What this task involves
The whole listing is to be restated, character for character.
********
PR #11015, opened 2025-03-12
Nextjs lint

FinnIckler:
Add linting to nextjs. Also added a separate next js github action that currently only checks lint


FinnIckler:
Note: stylistic is the new way of doing eslint rules like eslint-typescript, see https://eslint.style/guide/getting-started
********
Answer for this exercise
PR #11015, opened 2025-03-12
Nextjs lint

FinnIckler:
Add linting to nextjs. Also added a separate next js github action that currently only checks lint


FinnIckler:
Note: stylistic is the new way of doing eslint rules like eslint-typescript, see https://eslint.style/guide/getting-started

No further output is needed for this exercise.